第4節 付加価値の向上及び先進的なIT利活用
前節までは主に効率化や省力化につながるIT利活用に着目してきた。第4節では付加価値を向上させるIT利活用と、先進的なIT利活用を取り上げる。
1 付加価値の向上と企業間連携
労働生産性を向上させるためには、分母の労働投入量だけではなく、分子の付加価値への着目も重要である。コスト削減だけではなく売上や付加価値の拡大を実現するためのIT活用は「攻めのIT」とも称されており、経済産業省では「攻めのIT活用指針」9の策定や「攻めのIT経営中小企業百選」10の選出で「攻めのIT」の促進に取り組んでいる。
9 詳細は経済産業省ホームページを参照。(http://www.meti.go.jp/policy/it_policy/investment/dounyu_guidelines/)
10 詳細は経済産業省ホームページを参照。(http://www.meti.go.jp/policy/it_policy/investment/it_keiei/100sen.html)
〔1〕攻めのITの重視程度
大企業には及ばないが、中小企業においても「攻めのIT」を重視する企業は過半数を占める(第2-4-35図)。

〔2〕攻めのITと外部活用
第2-4-36図は、「IT活用の企画・計画策定のため」、「IT活用の導入・実行のため」「IT活用の評価のため」、「市場動向把握のため」の少なくとも1つ以上で外部の専門サービス(IT関連コンサルティング・サービス等)を利用しているかを示している。大企業には及ばないが、中小企業においても「攻めのIT」の実現に向けて外部の専門サービスを利用している会社が2割強存在する。

〔3〕攻めのITと対応人材の有無
大企業には及ばないが、中小企業においても「攻めのIT」の企画立案や実装・実現(企画立案以降の工程)に従事する要員は5割前後の会社で存在する(第2-4-37図、第2-4-38図)。


〔4〕攻めのITと対応人材の所属部署
「攻めのIT」の企画立案や実装・実現に従事する要員の所属部署を見ると、大企業では情報システム部門が最も多いが、中小企業では管理部門が最も多い(第2-4-39図、第2-4-40図)。ITの専門部署を持たず管理部門で兼務している中小企業が多いためだと思われる。


〔5〕攻めのITと企業間連携
大企業には及ばないが、中小企業でも約3割の企業は企業間連携を行っている(第2-4-41図)。

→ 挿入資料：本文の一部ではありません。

Issue #5699, opened 2022-12-29
"fetch failed" for `<Image>` component when transforming local images


septatrix:
### What version of `astro` are you using?

1.8.0

### Are you using an SSR adapter? If so, which one?

None

### What package manager are you using?

npm

### What operating system are you using?

Linux

### Describe the Bug

When using the astro image feature with a local image, the images do not get loaded an instead an error is printed by the development server:

```js
TypeError: fetch failed
    at Object.fetch (node:internal/deps/undici/undici:11118:11)
    at process.processTicksAndRejections (node:internal/process/task_queues:95:5)
    at async loadRemoteImage (/home/septatrix/Documents/programming/cv/node_modules/@astrojs/image/dist/endpoint.js:13:17)
    at async Module.get (/home/septatrix/Documents/programming/cv/node_modules/@astrojs/image/dist/endpoint.js:29:19)
    at async call (file:///home/septatrix/Documents/programming/cv/node_modules/astro/dist/core/endpoint/index.js:70:20)
    at async call (file:///home/septatrix/Documents/programming/cv/node_modules/astro/dist/core/endpoint/dev/index.js:15:10)
    at async handleRoute (file:///home/septatrix/Documents/programming/cv/node_modules/astro/dist/vite-plugin-astro-server/route.js:117:20)
    at async run (file:///home/septatrix/Documents/programming/cv/node_modules/astro/dist/vite-plugin-astro-server/request.js:45:14)
    at async runWithErrorHandling (file:///home/septatrix/Documents/programming/cv/node_modules/astro/dist/vite-plugin-astro-server/controller.js:65:5)
    at async handleRequest (file:///home/septatrix/Documents/programming/cv/node_modules/astro/dist/vite-plugin-astro-server/request.js:39:3) {
  cause: Error: connect ECONNREFUSED 127.0.0.1:3000
      at TCPConnectWrap.afterConnect [as oncomplete] (node:net:1300:16) {
    errno: -111,
    code: 'ECONNREFUSED',
    syscall: 'connect',
    address: '127.0.0.1',
    port: 3000
  }
}
```

A hint by @mundry (https://github.com/withastro/astro/issues/5051#issuecomment-1367467896) seemed to hint at this being a problem with IPv4/IPv6. I have been able to confirm this though I am not sure how to resolve this issue:

[...]

PR #8343, opened 2023-09-01
Properly generating local images with string src

leomp12:
With Astro 3.x (`astro:assets`) `getImage({ src: '/img/something.png', width, height })` is being ignored.

## Changes

This makes `getImage()` and `<Image>` work again (generates the transformed images) with src string as local path.
Also fixes https://github.com/withastro/astro/issues/5699

## Testing

TBH I've tested it only in a non-minimal context porting my customized <Picture> component to Astro v3 (assets), sorry 😬 
I've tested `build` without the change and and no image was generated, after the changes all expected images was generated as usually done with Astro v2 and `@astrojs/images`.

If you think it's importante for this change, I can try to create a minimal reproduction later. Or you can just pick the idea, close the PR and commit a fix yourself with the desired tests, if you prefer.

## Docs

> No docs changes...

Love Astro btw , hoping to use in production really soon ❤️

### DIFF
--- a/packages/astro/src/assets/internal.ts
+++ b/packages/astro/src/assets/internal.ts
@@ -36,7 +36,7 @@ export function isRemoteAllowed(
 		remotePatterns = [],
 	}: Partial<Pick<AstroConfig['image'], 'domains' | 'remotePatterns'>>
 ): boolean {
-	if (!isRemotePath(src)) return false;
+	if (!isRemotePath(src)) return true;
 
 	const url = new URL(src);
 	return (
--- a/.changeset/witty-cooks-exercise.md
+++ b/.changeset/witty-cooks-exercise.md
@@ -1,0 +1,5 @@
+---
+'astro': patch
+---
+
+Fix `astro:assets` to properly transforming local images with string src
--- a/packages/astro/src/assets/build/generate.ts
+++ b/packages/astro/src/assets/build/generate.ts
@@ -1,5 +1,6 @@
 import fs, { readFileSync } from 'node:fs';
 import { basename, join } from 'node:path/posix';
+import { isRemotePath } from '@astrojs/internal-helpers/path';
 import type { BuildPipeline } from '../../core/build/buildPipeline';
 import { prependForwardSlash } from '../../core/path.js';
 import { isServerLikeOutput } from '../../prerender/utils.js';
@@ -52,7 +53,8 @@ export async function generateImage(
 		clientRoot = config.outDir;
 	}
 
-	const isLocalImage = isESMImportedImage(options.src);
+	const isESMImported = isESMImportedImage(options.src);
+	const isLocalImage = isESMImported || !isRemotePath(options.src);
 
 	const finalFileURL = new URL('.' + filepath, clientRoot);
 	const finalFolderURL = new URL('./', finalFileURL);
@@ -91,7 +93,7 @@ export async function generateImage(
 	}
 
 	// The original filepath or URL from the image transform
-	const originalImagePath = isLocalImage
+	const originalImagePath = isESMImported
 		? (options.src as ImageMetadata).src
 		: (options.src as string);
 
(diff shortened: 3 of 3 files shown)


Princesseuh:
This limitation is intentional, supporting this is not possible in SSR.

leomp12:
Hey @Princesseuh , thanks for the answer!
I was looking for open issues/PRs with the same problem to prevent opening this PR unnecessarily, then I misunderstood the mentioned issue, sorry about it.

About the impossibility with SSR, I actually use SSR with Node.js adapter, dev server is running perfectly after the changes, with the images transformed.

I'm currently deploying without the image transformation stuff for performance reasons, I pregenerate the images instead ([context](https://github.com/ecomplus/cloud-commerce/tree/main/packages/storefront/src/images) [2](https://github.com/ecomplus/cloud-commerce/blob/main/packages/storefront/astro.config.mjs#L142-L147)  [3](https://github.com/ecomplus/cloud-commerce/blob/main/packages/storefront/scripts/build-prod.sh) [4](https://github.com/ecomplus/cloud-commerce/blob/main/packages/storefront/astro.config.mjs#L176-L180), my build step actually run `astro build` twice, last one with SSR adapter), but I got to use `<Picture src="/{string}" ... />` with SSR runtime transformation (testes both with sharp and squoosh btw), used to work with `@astrojs/image`, how can it be impossible now? 🤔 
I'm deploying to Firebase with Node.js 18, it just make required to deploy with the _publicDir_ included to function source of course. Maybe with a new option config option?

In my case this feature is a must (will stick with Astro v2 if no possible here), `astro:assets` is useless to me without this behavior, and IMO it's really useful to anyone with git-based CMS (Tina CMS, Decap CMS, Keystatic...).
Also, there are several mentions in the documentation using `<Image>` this way.

---

By the way, in addition to server runtime image transformations being slow (bad LCP with not cached images), just the fact of adding `sharp` to function dependencies was increasing cold start considerably, and thus increasing TTFB of not CDN-cached routes. So I'm also a bit worried about sharp as astro pkg dependency (I'll probably move install `astro` to dev deps only and manually install dependencies required for SSR 🙃 ).

Princesseuh:
Ah, I see where we got confused. You mean images in `public`, not local images. What doesn't work in SSR is supporting, ex: `<Image src={"./relative_image.png"} alt="" />` since `./relative_image.png` doesn't exist anymore in SSR.

Honestly, we kinda made the choice on purpose not to support optimization for images in `public` both for technical and philosophical reasons. While it did work most of the time in `@astrojs/image`, it also led to a fair amount of users being confused when it didn't work like they would expect (you can very easily get Vite warnings and stuff if you misuse it). Philosophically, the folder is intended for `static` assets only, so not supporting optimization for those makes more sense.

However, since you can support this with remote optimization. I think I could be convinced, though I wouldn't recommend people to do it. We'd have to make sure it works with the same code in SSR too. I'll discuss it with the rest of the team, thank you for contributing!



> By the way, in addition to server runtime image transformations being slow (bad LCP with not cached images), just the fact of adding sharp to function dependencies was increasing cold start considerably, and thus increasing TTFB of not CDN-cached routes. So I'm also a bit worried about sharp as astro pkg dependency (I'll probably move astro to dev deps only and manually install dependencies required for SSR 🙃 ).

Yes, runtime optimization is terrible, especially in serverless. Using the Node SSR adapter you can cache at the server level, so that works better.

packages/astro/src/assets/internal.ts
```diff
@@ -36,7 +36,7 @@ export function isRemoteAllowed(
 		remotePatterns = [],
 	}: Partial<Pick<AstroConfig['image'], 'domains' | 'remotePatterns'>>
 ): boolean {
-	if (!isRemotePath(src)) return false;
+	if (!isRemotePath(src)) return true;
```
leomp12, line 39: @Princesseuh if you prefer, we can also ensure only images on public dir are allowed here by checking src as absolute path:

```suggestion
	if (!isRemotePath(src) && src.charAt(0) === '/') return true;
```

leomp12:
I was able to solve this by manually setting src as `ImageMetadata` with the dynamic filepath, and copying the image files manually to the output folder.
Closing here...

中小企業における企業間連携の効果を見ると、連携していない会社より連携している企業の方が、従業員1名当たり売上高の平均値が高いことが分かる(第2-4-42図)。

〔6〕企業間データ連携
ITの利活用による企業間連携においては企業間データ連携が重要な役割を果たすが、スマートSME(中小企業)研究会等では、中小企業における企業間データ連携のマイナス面が懸念事項として指摘されている。第2-4-43図は、これらの指摘事項をもとに企業間データ連携の動向を把握した結果である。

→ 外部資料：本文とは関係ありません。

PR #8345, opened 2023-09-01
Refactor HTML Meta and DOCTYPE Declarations

cevdetarda:
## Changes

- Removed unnecessary `<!DOCTYPE html>` from `.astro` files for improved efficiency.
- Standardized naming conventions by changing `<!doctype html>` to `<!DOCTYPE html>`.
- Ensured consistent character encoding by changing `<meta charset="UTF-8">` to `<meta charset="utf-8">`.
- Removed the `<meta http-equiv="X-UA-Compatible">` tag, no longer needed for modern browsers.
- Simplified viewport meta tags by setting `<meta name="viewport" content="width=device-width">`.
- Replaced Twitter Card tags (`twitter:url`, `twitter:title`, `twitter:description`, `twitter:image`) with Open Graph (`og:*`) tags for better compatibility and added `prefix="og: http://ogp.me/ns#"` support packages.

References:
- https://death-to-ie11.com/
- https://developer.mozilla.org/en-US/docs/Web/HTML/Viewport_meta_tag
- https://developer.twitter.com/en/docs/twitter-for-websites/cards/guides/getting-started##twitter-cards-and-open-graph

## Testing

This change was tested by thoroughly reviewing the modified code to ensure correctness and by running relevant test cases. It has undergone manual testing on various browsers and devices to verify compatibility.

## Docs

No need for docs change, it's a basic change and has no relationship with the documentation.

### DIFF
--- a/examples/basics/src/layouts/Layout.astro
+++ b/examples/basics/src/layouts/Layout.astro
@@ -6,15 +6,14 @@ interface Props {
 const { title } = Astro.props;
 ---
 
-<!DOCTYPE html>
 <html lang="en">
 	<head>
-		<meta charset="UTF-8" />
-		<meta name="description" content="Astro description">
+		<meta charset="utf-8" />
 		<meta name="viewport" content="width=device-width" />
 		<link rel="icon" type="image/svg+xml" href="/favicon.svg" />
 		<meta name="generator" content={Astro.generator} />
 		<title>{title}</title>
+		<meta name="description" content="Astro description">
 	</head>
 	<body>
 		<slot />
--- a/examples/blog/src/components/BaseHead.astro
+++ b/examples/blog/src/components/BaseHead.astro
@@ -9,14 +9,12 @@ interface Props {
 	image?: string;
 }
 
-const canonicalURL = new URL(Astro.url.pathname, Astro.site);
-
 const { title, description, image = '/blog-placeholder-1.jpg' } = Astro.props;
 ---
 
 <!-- Global Metadata -->
 <meta charset="utf-8" />
-<meta name="viewport" content="width=device-width,initial-scale=1" />
+<meta name="viewport" content="width=device-width" />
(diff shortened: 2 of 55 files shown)


jacobthesheep:
Use `<meta
      name="viewport"
      content="width=device-width,initial-scale=1,viewport-fit=cover"
    />` as it ensures better compatibility with modern devices

cevdetarda:
> `<meta name="viewport" content="width=device-width,initial-scale=1,viewport-fit=cover" />` would ensure better compatibility with modern devices.

Thank you for the suggestion! While <meta name="viewport" content="width=device-width,initial-scale=1,viewport-fit=cover" /> offers additional control, our current approach of <meta name="viewport" content="width=device-width"> prioritizes simplicity and broad compatibility with modern devices and browsers. It provides a standard configuration that suits most use cases. If there's a strong rationale for the added complexity and fine-tuning options, we're open to discussing it further.

- https://stackoverflow.com/questions/60154236/is-viewport-fit-cover-no-longer-working-on-the-ios-safari
- https://modelessdesign.com/backdrop/283
- https://stackoverflow.com/questions/69695538/viewport-fit-cover-not-extending-viewport-into-status-bar-area-around-notch-on

fflaten:
> - Removed unnecessary <!DOCTYPE html> from .astro files for improved efficiency.

Could you elaborate on the efficiency gains? Isn't doctype declaration considered a good practice to optimize performance? 

As for `viewport-fit=cover` I'd avoid it for fixtures and basic examples/templates without styles for simplicity.

For the more styled examples like `blog` it could make sense to include it **and** safe-area padding in the css to help users get started. Websites with non-solid backgrounds looks bad without it on iOS. Just my two cents 🙂

matthewp:
Looks like these are quite a bit outdated. If you'd like to submit this change again, I would recommend discussing on discord in the `#docs` channel to make sure it's a change they are on board with.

営業秘密の社外流出による不安や、大手取引先との関係が不利になる不安は、約5割の中小企業が感じている。また、企業間データ連携のために大手取引先から異なるシステム導入を求められたことのある中小企業は2割強である。契約関連について見ると、「『企業間データ連携を進めるとした場合に、どういった契約を結んでおけば良いか』見当がつく。」と答えた中小企業は2割強、「企業間でのデータの利活用に関する『データの利用権限に関する契約ガイドライン11』を知っている。」と答えた中小企業は1割強である。
11 詳細は経済産業省ホームページを参照。(http://www.meti.go.jp/press/2017/05/20170530003/20170530003.html)
業種別に見ると、営業秘密の社外流出による不安や、大手取引先との関係が不利になる不安は、製造業と卸売業・小売業と建設業が他業種よりも若干高いことが分かる(第2-4-44図)。実際に企業間データ連携のために異なるシステム導入を求められたことのある中小企業は製造業と卸売業・小売業で特に多い。

対応策となる契約について見ると、「『企業間データ連携を進めるとした場合に、どういった契約を結んでおけば良いか』見当がつく。」も、「企業間でのデータの利活用に関する『データの利用権限に関する契約ガイドライン』を知っている。」も情報通信業で高いことが分かる。